All 113 seats in the Legislative Yuan 57 seats needed for a majority
- Registered: 17,179,656
- Turnout: 58.50% (▼0.85pp)
|  | Majority party | Minority party |
| Leader | Wu Po-hsiung | Chen Shui-bian |
| Party | KMT | DPP |
| Alliance | Pan-Blue | Pan-Green |
| Last election | 79 seats | 89 seats |
| Seats won | 81 | 27 |
| Seat change | +2 | −62 |
| Constituency vote | 5,291,512 53.50% | 3,775,352 38.17% |
| Party vote | 5,010,801 51.23% | 3,610,106 36.91% |
- Vote share by constituencies
- Election cartogram

= 2008 Taiwanese legislative election =

Legislative elections were held in Taiwan on 12 January 2008 to elect the members of the Legislative Yuan. It was the first Legislative Yuan election after the constitutional amendments of 2005, which extended term length from three to four years, reduced seat count from 225 to 113, and introduced the current electoral system.

The results gave the Kuomintang (KMT) and the Pan-Blue Coalition a supermajority (86 of the 113 seats) in the legislature, handing a heavy defeat to then-President Chen Shui-bian's Democratic Progressive Party, which won the remaining 27 seats only. The junior partner in the Pan-Green Coalition, the Taiwan Solidarity Union, won no seats.

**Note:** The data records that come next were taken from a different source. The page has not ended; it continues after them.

Issue #6826, opened 2018-10-18
PROPFIND timeout: show folder with error, and don't abort sync run


michaelstingl:
An user added 25k PDF files to a single folder. (7GB in total) this is obviously too much for the ownCloud server and causes erratic behaviour. Needs to be fixed on the server-side, but maybe the client can also be improved a little bit.

ownCloud client 2.4.2 shows timeout error, but doesn't display which folder caused the timeout:

![pasted_image_18_10_18__21_45](https://user-images.githubusercontent.com/214010/47179740-1f74df00-d31f-11e8-8a72-ac6b9cd3d1d5.png)

![pasted_image_18_10_18__21_51](https://user-images.githubusercontent.com/214010/47180191-45e74a00-d320-11e8-9c06-ebaf6e5e0e0e.png)

```
10-18 07:43:37:234 [ info sync.networkjob.propfind ]: PROPFIND of QUrl("https://cloud.example.com/remote.php/dav/files/user123@domain.com/") FINISHED WITH STATUS QNetworkReply::NetworkError(NoError) ""
10-18 07:44:04:792 [ warning sync.networkjob ]: Network job timeout QUrl("https://cloud.example.com/remote.php/dav/files/user123@domain.com/PDF-1")
10-18 07:44:04:793 [ warning sync.networkjob ]: QNetworkReply::NetworkError(OperationCanceledError) "Connection timed out" QVariant(Invalid)
10-18 07:44:04:794 [ info sync.networkjob.lscol ]: LSCOL of QUrl("https://cloud.example.com/remote.php/dav/files/user123@domain.com/PDF-1") FINISHED WITH STATUS QNetworkReply::NetworkError(OperationCanceledError) "Connection timed out"
10-18 07:44:04:795 [ warning sync.discovery ]: LSCOL job error "Operation canceled" 0 QNetworkReply::NetworkError(OperationCanceledError)
10-18 07:44:04:796 [ warning sync.csync.updater ]: opendir failed for PDF-1 - errno 5
10-18 07:44:04:797 [ warning sync.engine ]: ERROR during csync_update : "An error occurred while opening a folder Operation canceled"
```

The new ownCloud client 2.5 produced the same error.

It would be smart to list at least the folder name in the error message. It took the user pretty long time to find out which folder of the customer was causing this problem. By unselecting this folder, the sync could continue and finished successfully.

The really annoying issue is that the ownCloud client starts checking the content over and over again - but this time at least we could see the folder name which was causing the problem.

[...]

PR #7134, opened 2019-04-09
Discovery: No fatal error on bad server response 

ckamm:
Previously receiving unexpected replies from the server during discovery
would terminate the sync run with a fatal error. Now it only causes an
error on the affected item.

For #6826

### DIFF
--- a/src/libsync/discovery.cpp
+++ b/src/libsync/discovery.cpp
@@ -383,7 +383,6 @@ void ProcessDirectoryJob::processFileAnalyzeRemoteInfo(
             missingData.append(tr("file id"));
         if (!missingData.isEmpty()) {
             item->_instruction = CSYNC_INSTRUCTION_ERROR;
-            item->_status = SyncFileItem::NormalError;
             _childIgnored = true;
             item->_errorString = tr("server reported no %1").arg(missingData.join(QLatin1String(", ")));
             emit _discoveryData->itemDiscovered(item);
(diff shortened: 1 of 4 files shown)


ogoffart:
The test was making sure that the filename where the problem occurs is in the error message. This should stay.

ckamm:
Since the error is now located on the affected item it's no longer necessary to include the file name in the message itself. We do `appendErrorString(QObject::tr("%1: %2").arg(item->_file, item->_errorString));`

ogoffart:
This sounds like a dangerous change.

It is true that this is now made possible to ignore part of the tree with the new discovery.

What happens if the server suddenly goes in maintenance or away? Do we get many ignore "error".

If a file is moved to a directory which now errors, the file will simply be deleted. Is that ok?

ckamm:
Yes, doing discovery with partial remote information would affect things like renames/moves in the way you mention. 

And thinking about it more, I agree that it's a bad idea to open the sync algorithm for this kind of complication. If we look a the user issue "my remote discovery takes very very long and if it has any kind of error it has to start from scratch" it's plausible that we can solve this in another way (like the discovery cache we talked about) without starting to sync when we know we don't have an up to date remote snapshot.

Note: The maintenance mode (503) behavior already works in this way: it was already handled by ignoring the folders where the error appeared.

ckamm:
I'll extract some changes from this patch and open a new PR with these.

PR #7135, opened 2019-04-09
Add Makefiles for handling transifex translations

dschmidt:


admin/win/nsi/l10n/Makefile
```diff
@@ -0,0 +1,24 @@
+#
+# Translation
+#--------------------------------------
+
+.PHONY: l10n-push
+l10n-push: ;
+	tx -d push -s --skip --no-interactive
+
+.PHONY: l10n-pull
+l10n-pull: ;
```
tboerger: ; should be dropped?

admin/win/nsi/l10n/Makefile
```diff
@@ -0,0 +1,24 @@
+#
+# Translation
+#--------------------------------------
+
+.PHONY: l10n-push
+l10n-push: ;
```
tboerger: Same here?

admin/win/nsi/l10n/Makefile
dschmidt: No, this is how you specify an empty recipe: https://www.gnu.org/software/make/manual/html_node/Empty-Recipes.html

admin/win/nsi/l10n/Makefile
dschmidt: Same answer as above ;-)

admin/win/nsi/l10n/Makefile
dschmidt: Ah, yes. That was for debugging. Good catch!

dschmidt:
Wtf?! I did not close this and I cannot reopen it now o.O

PR #7152, opened 2019-04-17
Link shares: Adjust creation flow

ckamm:
The important thing is that, similar to the web link share creation
flow, the share properties can be set before creation is done. This
allows better handling of error conditions. One such condition is the
password policy app restricting valid expire dates.

See owncloud/enterprise#3271

This significantly adjusts how the link share creation flows, will post images below.


ckamm:
Can now set properties before clicking "create":
image

Share editing behavior is unchanged:
image

Issue #7154, opened 2019-04-17
Permanently save logs is not permanent


jnweiger:
![grafik](https://user-images.githubusercontent.com/1108546/56292869-48d4c300-6128-11e9-926a-ad49e4e62bf0.png)

The mouse over hover text contradicts the onscreen text.
If it expires after a few hours, then it cannot be permanent.
Please get that in sync.

guruz:
That's the old log window btw.
@ckamm Maybe the time the logs are stored should also be increased?

michaelstingl:
> @ckamm Maybe the time the logs are stored should also be increased?

Checkbox for auto-removal of log entries?

lazawan:
@ckamm unfortunately after this modification i don't get any Logs at all ( i get only a window with Info about Logs ) . another thing : when i click on open Folder button ---> nothing happens because no folder was created yet.
by the way i tested this new Feature with ownCloud-2.6.0.11958.11762-daily20190510.msi

![4444](https://user-images.githubusercontent.com/44814084/57618449-ba672c00-7583-11e9-9cb4-bea1a5f232ee.png)

ckamm:
@lazawan :( I'll need to revisit.

ckamm:
@lazawan I've tried again with my 2.6 build and logging setup works for me. Maybe you used command-line logging arguments when you tried?

lazawan:
@ckamm which build did you use ? maybe i used the wrong one . and did you get live Logs ? i mean logs without saving

ckamm:
@lazawan The issue I could not reproduce with my 2.6 build was this:

> unfortunately after this modification i don't get any Logs at all ( i get only a window with Info about Logs ) . another thing : when i click on open Folder button ---> nothing happens because no folder was created yet.

The live log view is removed intentionally: having it lead to people copying data from there into bug reports. These log excerpts were nearly always too short to be useful. The hope is that the on-disk log files will enable people to report useful data more easily while also enabling people with intermittent issues to capture logs preemptively.

What's the situation in which users would want a live log view?

I'm wary around spending too much extra time on settings and ui of the log window. It's an ancillary place that most users won't interact with. Let's only add features we're sure will be needed.

ckamm:
Let's iterate on allowing users to easily send us logs - but this particular bug looks fixed to me.

HanaGemela:
Text is now 'Enable logging to temporary folder'
[...]

PR #7157, opened 2019-04-23
LogWindow: Option to disable automatic deletion

ckamm:
For  #7154

### DIFF
--- a/src/gui/logbrowser.cpp
+++ b/src/gui/logbrowser.cpp
@@ -36,6 +36,8 @@ namespace OCC {
 
 // ==============================================================================
 
+const std::chrono::hours defaultExpireDuration(4);
+
 LogBrowser::LogBrowser(QWidget *parent)
     : QDialog(parent)
 {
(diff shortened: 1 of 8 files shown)


src/gui/logbrowser.cpp
```diff
@@ -36,6 +36,8 @@ namespace OCC {
 
 // ==============================================================================
 
+const int defaultExpireHours = 4;
```
ogoffart: why not std::chrono::hours ?

src/gui/logbrowser.cpp
```diff
@@ -104,24 +112,46 @@ LogBrowser::~LogBrowser()
...
+    auto logger = Logger::instance();
+
+    if (config.automaticLogDir()) {
+        // Don't override other configured logging
+        if (logger->isLoggingToFile())
+            return;
+
+        logger->setupTemporaryFolderLogDir();
+        if (auto deleteOldLogsHours = config.automaticDeleteOldLogsAge()) {
+            logger->setLogExpire(deleteOldLogsHours->count());
```
ogoffart: Too bad that setLogExpire also is not taking a std::chrono arg.  
now, std::chrono does not help because we do not see that it is in hours.

ckamm:
@ogoffart I changed some of the touched apis to pass std::chrono types now.

PR #7186, opened 2019-05-14
Migrate v2.5 of the documentation to Antora / AsciiDoc

settermjd:
This fixes https://github.com/owncloud/docs/issues/1197.


tboerger:
That will kill the whole 2.5 packaging since this relies on sphinx. /cc @jnweiger @dschmidt

PR #7188, opened 2019-05-14
OAuth2: Better error logging

guruz:
This does not fix a bug, just was found while spotting a bug that was no bug.
For https://github.com/owncloud/enterprise/issues/2951

### DIFF
--- a/test/testoauth.cpp
+++ b/test/testoauth.cpp
@@ -33,6 +33,8 @@ class FakePostReply : public QNetworkReply
 public:
     std::unique_ptr<QIODevice> payload;
     bool aborted = false;
+    bool redirectToPolicy = false;
+    bool redirectToToken = false;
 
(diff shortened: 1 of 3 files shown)


test/testoauth.cpp
```diff
@@ -52,6 +54,24 @@ class FakePostReply : public QNetworkReply
             emit metaDataChanged();
             emit finished();
             return;
+        } else if (redirectToPolicy) {
+            setHeader(QNetworkRequest::LocationHeader, "/my.policy");
+            setAttribute(QNetworkRequest::RedirectionTargetAttribute, "/my.policy");
+            setAttribute(QNetworkRequest::HttpStatusCodeAttribute, 307);
```
patrickjahns: would a `302` make a difference here? As far as I understood per default bigip will use 302

guruz: it doesn't make a difference but i updated the PR anyway:)

Issue #7204, opened 2019-05-23
After renaming the original file is synchronised as well


HanaGemela:
Server: 10.2.0
Client: 2.6.0-daily20190522 (build 11801)
macOS: 10.14.4.

Steps to recreate:
1) Make sure you have only one single file in your ownCloud
2) Rename the file

Expected result: File has been renamed

Actual result: Pop-up message "All files in the sync folder 'ownCloud' folder were deleted on the server....". When user clicks 'Keep files', the original file gets synchronised as well. That means now user has two files - original one and renamed one

ogoffart:
PR #7215

HanaGemela:
Works as expected in 2.6.0alpha2 (build 12128), macOS 10.14.5

PR #7215, opened 2019-06-04
SyncEngine: Fix renaming a single file cause the "delete all file" popup

ogoffart:
Possibly a regression, since the new discovery discovers rist the renamed
files as removed

Issue #7204

### DIFF
--- a/test/testallfilesdeleted.cpp
+++ b/test/testallfilesdeleted.cpp
@@ -271,6 +271,30 @@ private slots:
 
         QCOMPARE(fakeFolder.currentLocalState(), fakeFolder.currentRemoteState());
     }
+
+    void testSingleFileRenamed() {
+        FakeFolder fakeFolder{FileInfo{}};
+
+        int aboutToRemoveAllFilesCalled = 0;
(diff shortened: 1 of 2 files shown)


ogoffart:
I'm setting the milestone to 2.6 since it is probably a regression

test/testallfilesdeleted.cpp
```diff
@@ -271,6 +271,31 @@ private slots:
...
+        // add a single file
+        fakeFolder.localModifier().insert("hello.txt");
+        QVERIFY(fakeFolder.syncOnce());
+        QCOMPARE(aboutToRemoveAllFilesCalled, 0);
+        QCOMPARE(fakeFolder.currentLocalState(), fakeFolder.currentRemoteState());
+
+        // rename it
+        fakeFolder.localModifier().rename("hello.txt", "goodbye.txt");
+
+        // Now, aboutToRemoveAllFiles with down as a direction
```
ckamm: You mean that it's *not* triggered, right?

ogoffart: Bad copy-paste

Issue #7199, opened 2019-05-22
One broken folder stops the entire sync


HanaGemela:
Server: 10.2.0
Client: 2.6.0-daily20190513 (build 11776)
macOS: 10.14.4

Steps to recreate:
1) Add a new account that has one broken folder on the server

Expected result: All items apart from the broken folder have been synced

Actual result: Nothing has been synced - see log below

Note: Currently working on how to recreate that broken folder on server. Once known, the issues will be linked together

![image](https://user-images.githubusercontent.com/49001702/58174968-62c17280-7c9f-11e9-863a-8b3e5fd596e0.png)

![image](https://user-images.githubusercontent.com/49001702/58174989-6c4ada80-7c9f-11e9-8e8a-1eabe7a6f1ac.png)

michaelstingl:
Looks like a candidate for my collection in https://github.com/owncloud/client/issues/5859

HanaGemela:
Follow steps 1-5 in https://github.com/owncloud/core/issues/35305 to create that problematic folder

jnweiger:
It should also be possible to poison one folder using mitmproxy with a python script that fakes a 500 response, whenever a specific folder is accessed.

ogoffart:
What was the server error code.  Looking at the error message it seems to be a 404. But 404 should not cause the sync to stop, neither should 500.
The only errors causing the sync to abort is a 503 if the server is in maintainnence, or a connection drop (connection timeout or similar)


Could you paste the log from the client?

HanaGemela:
@ogoffart I've just emailed you the logs

ogoffart:
Thanks for the log. I realized the problem was during the discovery and not during the propagation.

Fix PR: https://github.com/owncloud/client/pull/7219

HanaGemela:
The folder is not synced but it is still shown in the selective sync list as synced 

![image](https://user-images.githubusercontent.com/49001702/61793425-68fad900-ae1f-11e9-9657-5d2948795939.png)

HanaGemela:
@michaelstingl please decide if it is worth the effort to fix the selective sync list

michaelstingl:
The remaining issue is only cosmetic, so I'd close it for now.

PR #7219, opened 2019-06-04
Discovery: Do not abort the sync in case of error 404 (or 500)

ogoffart:
Issue: #7199


ogoffart:
This is not a fix for a regression. 2.5 had the same problem and worse, as the previous discovery had more of trouble when ignoring part of the tree.

However, this means that if files were moved from or to the directories that are now unavailable because of an error, they would not be recognized as moves, but instead deleted or duplicated.

Issue #6877, opened 2018-11-13
[Windows?] On Startup: Assert in SyncJournalDb::checkConnect via getSelectiveSyncList(?)


guruz:
https://sentry.io/owncloud/desktop-win-and-mac/issues/759409929/

ogoffart:
```
  File "syncjournaldb.cpp", line 324, in OCC::SyncJournalDb::checkConnect()
```

Actually, this is the DROP INDEX that was added in 2.5.1, so maybe this is a regression

ogoffart:
But we'd still need a log to find out what the problem is.

guruz:
Woops, wrong milestone, adding to 2.5.x(=2.5.2)

ckamm:
Yeah, why would prepare of `DROP INDEX IF EXISTS metadata_parent;` fail? Hmm.

ckamm:
@ogoffart Can you explain why that statement must execute before synchronous mode is enabled? I'd prefer if it was done after all the setup pragmas but you seem to have put it into this location for a reason.

ogoffart:
> Yeah, why would prepare of DROP INDEX IF EXISTS metadata_parent; fail?

Maybe the database is corrupted and it is the first statement that runs so that's where it fails.
But if it were not there it would fail later.  (this is just a hypotheses, i don't know if that's true)

> Can you explain why that statement must execute before synchronous mode is enabled?

I don't recall exactly, but it it tried and it does not work. Maybe I missed something.

guruz:
Related https://github.com/owncloud/client/pull/6999

ckamm:
Seems to still exist in 2.5.3: https://sentry.io/owncloud/desktop-win-and-mac/issues/890266316/?query=release%3A%222.5.3%20(build%2011250)%22%20crash

guruz:
@ogoffart What to do?

ckamm:
I think what's happening in https://sentry.io/organizations/owncloud/issues/862054725 and https://sentry.io/organizations/owncloud/issues/866394733 is this:
- db is closed on sync-finish and needs to be reopenend
- pragma journal_mode=wal fails (probably with BUSY or LOCKED, maybe antivirus?)
- we run into the ENFORCE and log and crash

To fix: don't close-and-reopen the db all the time. This is already done in 2.6 and could possibly be backported to 2.5.5.

ckamm:
[...]

PR #7224, opened 2019-06-05
Backport change to stop closing the db connection when a sync finishes

ckamm:
it seems likely to decrease the severety of #6877: if the database isn't closed and reopened as frequently users are less likely to run into crashes when the sqlite connection switches to wal journaling mode.


ckamm:
@dschmidt Apparently appveyor failed at "Action: compile for libs/qt5/qttranslations:5.11.1 FAILED" for both the 32 bit and 64 bit builds. Assuming it's unrelated.

Issue #6880, opened 2018-11-14
[2.5.1] Unhandled C++ Exception in PropagateUploadFileNG::startNextChunk()


guruz:
https://sentry.io/owncloud/desktop-win-and-mac/issues/655442309/events/36380829151/
```
﻿﻿Crash: Unhandled C++ Exception at 0x773017d2
  File "propagateuploadng.cpp", line 319, in OCC::PropagateUploadFileNG::startNextChunk()
  File "propagateuploadng.cpp", line 442, in OCC::PropagateUploadFileNG::slotPutFinished()
```

We were discussing a similar backtrace here: https://github.com/owncloud/client/issues/6699#issuecomment-420513324

guruz:
Related https://github.com/owncloud/enterprise/issues/2985

ogoffart:
Since it is the location of one of the bigger allocation, it is likely to be triggered in a out of memory situation.
We were hoping that the leaks were fixed in 2.5.1. Maybe there's still leaks. Or maybe it's just the peak memory which is too big.

ckamm:
The sentry issue shows that this is still regularly reported with 2.5.1 on Windows. However, I don't think we can do much without further information. I think both @ogoffart and me have already done a bunch of analysis around this and I would imagine further undirected work to not be worth the cost. I'd be different if there was a hint, through user reports of heap tracking tools.

One thing we might try would be including memory tracking code in the released client, so users can more easily provide us with useful data on memory issues.

ckamm:
Ideas:
- We could catch all exceptions and log them
- We could add extra logging like #6855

Two transitional justice referendums, both of which failed to pass due to low turnout, were held at the same time.

== Legislature reform ==
For the first time in the history of Taiwan, most members of the Legislative Yuan were to be elected from single-member districts: 73 of the 113 members were chosen in such districts by the plurality voting system (first-past-the-post). Parallel to the single member constituencies (not compensating for disproportionality in single-member districts), 34 seats were elected in one national district by party-list proportional representation. For these seats, only political parties whose votes exceed a five percent threshold were eligible for the allocation. Six further seats were reserved for Taiwanese aborigines. Therefore, each elector had two ballots under parallel voting.

The aboriginal members were elected by single non-transferable vote in two 3-member constituencies for lowland aborigines and highland aborigines respectively. This did not fulfill the promise in the treaty-like document A New Partnership Between the Indigenous Peoples and the Government of Taiwan, where each of the 13 recognized indigenous peoples was to get at least one seat, and the distinction between highland and lowland abolished.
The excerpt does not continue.